_Task objective_: Please state how many lines in the records below contain the word "epochs"; the answer should be a number and nothing else.

=== Given entries ===

PR #2680, opened 2026-04-21
AirfRANS: lr=7e-4 + T_max=10 + grad-clip=1.0 (spike prevention)

tcapelle:
## Hypothesis

The winning lr=7e-4 run (PR #2646) showed catastrophic gradient spikes at cosine LR peaks: epochs 26, 28, 38, 41 all spiked to 0.23-0.27 val_primary/surface_mse. Gradient clipping (max_norm=1.0) should prevent these spikes, allowing the model to consolidate gains after the phase transition. 

The key insight: the epoch 38 spike (0.264) likely disrupted what could have been an even better epoch 40 trough (only reached 0.031 vs 0.018 at epoch 35). Preventing that spike by clipping could allow a deeper epoch 40 basin. The phase transition mechanism appears to require a momentary drop in the loss landscape — grad-clip preserves those deep troughs by preventing destructive gradient steps from undoing progress.

## Instructions

Run the following command exactly:

```bash
cd target/icml2026 && CUDA_VISIBLE_DEVICES=0 python train.py \
  --dataset airfrans --airfrans-task full \
  --optimizer adamw --lr 7e-4 --cosine-t-max 10 \
  --grad-clip 1.0 \
  --no-use-ema --enable-fourier --epochs 999 \
  --agent haku --wandb-name "haku/airfrans-lr7e4-gradclip" \
  --wandb-group "airfrans-lr7e4-compounds"
```

Key change vs baseline: added `--grad-clip 1.0` to the winning lr=7e-4+T_max=10 configuration.

Report the best `val_primary/surface_mse` and the epoch it was achieved. Specifically note:
1. Whether the spikes at cosine LR peaks (previously ~0.23-0.27) are reduced
2. The depth of the epoch 40 trough vs the baseline's epoch 40 trough (0.031)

===

_Response_: 2